One error commonly made even by analysts who should do better is to compare the long term historical track record of price-earnings ratios based on trailing cash earnings on the S&P 500 as calculated here with "forward" or estimated earnings. In other words, a market strategist might say that based on his estimated earnings for the S&P 500, the market is trading at "only" 15 times next year's earnings and since the market price-earnings ratio has averaged about 15 (15.7 during this time frame), the market is fairly priced. This type of reasoning is misleading and should be avoided (unless one's objective is to mislead clients into a false sense of complacency). There are no reliable estimates of forward estimates, since to gather those, one would have to calculate some average of analyst estimated next 12 month earnings at each point in time not as they subsequently turned out because there is often a marked difference. Yes, cash earnings as reported can and are manipulated, but they aren't nearly as subject to revision after the fact and, since earnings tend to grow over time, the trailing price-earnings will almost always be higher (and the earnings yield lower) than the forward price-earnings based on analysts' estimates. If an analyst wants to make a rough estimate of where the market should be, she should either assume her estimate is correct, then use historical averages to make an estimate for where the market should be fairly priced a year hence. So if the market is trading at 17 times trailing earnings, and she believes S&P 500 earnings will grow 10% this year, then the fair value of the market would still be below its current level if the 15.7x historical price-earnings were applied to even this 10% greater earnings which would be trailing earnings in 1 year. There are many reasons the market might continue to trade at above its historical trailing price-earnings but if it is cited, it should be used consistently.

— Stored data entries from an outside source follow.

PR #51, opened 2020-10-15
Webpack/Babel client bundle changes

coldlink:
## What does this change?
- Transpile code from `node_modules` on client to ES5 too which makes it compatible with IE11
- Use `core-js` to polyfill functionality as required, e.g. `Object.entries`
- Use split chunk and runtime chunk to seperate out vendor code from client code, and runtime chunk for shared code
- Adds `contenthash` to output client js bundle for better caching and cache busting
- Use `assets-webpack-plugin` to generate json with location and name of hashed bundles to be used by the server side renderer
- Read from file this generated json on the server to get links to the hashed bundles.

## Why
The previously generated bundle was not compatible with IE11 as it was only transpiling code from our `src` directly, and not anything that we imported from `node_modules` (e.g. the CMP banner, Source Design System). This would result in code being pulled into the bundle that was incompatible with older browsers that didn't support ES6 syntax (like IE11).

This wasn't too much of problem before as we were not doing client side hydration, but as some non-core functionality now requires javascript to run (e.g. analytics/password validation), we need this to be compatible with these browsers too.

We also split out vendor and client code, and add hashes onto the file names for better caching.

## Notes
As a result of these changes the total bundle size has increased to 518KB, with the vendors bundle accounting for 418KB. So further optimisations will be needed in the future.


QuarpT (commented):
lgtm

dominickendrick (approved):

PR #53, opened 2020-10-15
Password eye

QuarpT:
## What does this change?

- Allow user to show and hide password by clicking an eye symbol
- Only show the symbol on certain browsers which don't already show an overlay

## Why?

users might want to know what they've typed

## Video

ezgif com-gif-maker (2)

## notes

target branch is set to `password-reset-validation`
release `password-reset-validation` first, then change target branch to `main`


src/server/lib/renderer.ts
```diff
@@ -23,12 +25,20 @@ interface RendererOpts {
...
-  opts = {},
-) => {
+export const renderer: (
+  url: string,
+  request: Request,
+  opts?: RendererOpts,
+) => string = (url, request, opts = {}) => {
   const { globalState = {}, queryParams = {}, pageTitle = 'Gateway' } = opts;
 
+  try {
```
QuarpT, line 35: set browserName on the server to avoid adding bowser as a clientside dependency
(it would add 25KB to the bundle)

src/server/lib/renderer.ts
```diff
@@ -23,12 +25,20 @@ interface RendererOpts {
 
 const { gaUID } = getConfiguration();
 
-export const renderer: (url: string, opts?: RendererOpts) => string = (
-  url,
-  opts = {},
-) => {
+export const renderer: (
+  url: string,
+  request: Request,
```
coldlink, line 30: Rather than pass the Request in every `renderer` call, it's worth adding it to the `RendererOpts` as an optional value, and then only passing in the `request` in when we need the `browserName` on the global state on a particular route.

coldlink: Even better would be to add parse and add the browserName to the globalState only on the route that its needed directly, and have the logic for getting the user agent/brower in its own lib file that can be called.

QuarpT: if we make it a property on the global state, is there any advantage to only setting it for specific routes? 
The overhead for setting it is negligible

coldlink: yeah it's negligible, imo it would provide more clarity to whats in the globalState, and opt in as needed

the main concern I have at the moment is that i feel that the renderer should not need the whole request object to render the html, it should only rely on things we pass into it in it's options parameter

PR #54, opened 2020-10-16
Marketing consents to use checkboxes.

paddyo:
## Description
Uses the checkbox style marketing consents with the corresponding text from IDAPI

## Changes
* Replace radio components with checkbox components on Data as well as Communications pages.
* Marketing consents on Data and Communications pages now uses description from IDAPI.
* Change `ConsentsLayout` to hide the save and continue button if the page is in error state.

### DIFF
--- a/src/client/layouts/ConsentsLayout.tsx
+++ b/src/client/layouts/ConsentsLayout.tsx
@@ -77,14 +77,16 @@ export const ConsentsLayout: FunctionComponent<ConsentsLayoutProps> = ({
         </main>
         <ConsentsBlueBackground>
           <div css={[gridItem(gridItemColumnConsents), controls]}>
-            <Button
-              iconSide="right"
-              nudgeIcon={true}
-              icon={<SvgArrowRightStraight />}
-              type="submit"
-            >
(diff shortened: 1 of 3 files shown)


src/client/layouts/ConsentsLayout.tsx
```diff
@@ -77,14 +77,16 @@ export const ConsentsLayout: FunctionComponent<ConsentsLayoutProps> = ({
...
           <div css={[gridItem(gridItemColumnConsents), controls]}>
-            <Button
-              iconSide="right"
-              nudgeIcon={true}
-              icon={<SvgArrowRightStraight />}
-              type="submit"
-            >
-              Save and continue
-            </Button>
+            {!error && (
```
coldlink, line 80: i'm worried this could mean that users get stuck on this page if there is an error?

coldlink (approved):

src/client/layouts/ConsentsLayout.tsx
paddyo: Previously the button posted to `/consents/` which doesn't exist.

PR #61, opened 2020-10-22
Onboarding | Integration Tests

coldlink:
## Description
First set of integration tests and utilities to support them. All further tests to done in separate PRs and tickets


cypress/integration/onboarding_flow.spec.js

An even more egregious error is to calculate a multiple of operating earnings (earnings stripped of various items such as depreciation and amortization that generally depress earnings) then compare this to the historical trailing cash earnings price-earnings. Again, the only way to say whether the market is over or under valued by this measure is to get a series of consistently defined operating earnings as they were known at each time point in the past and then calculate a historical price-earnings ratio based on this.



[1] The 11.25% average annual S&P 500 return is different than the average return below 9% given in the other data sets for 2 reasons: 1.) dividends were included in the 10 year average; and 2.) the periods were different since the 10-year data series ended in 1997, not 2006, as for the annual data.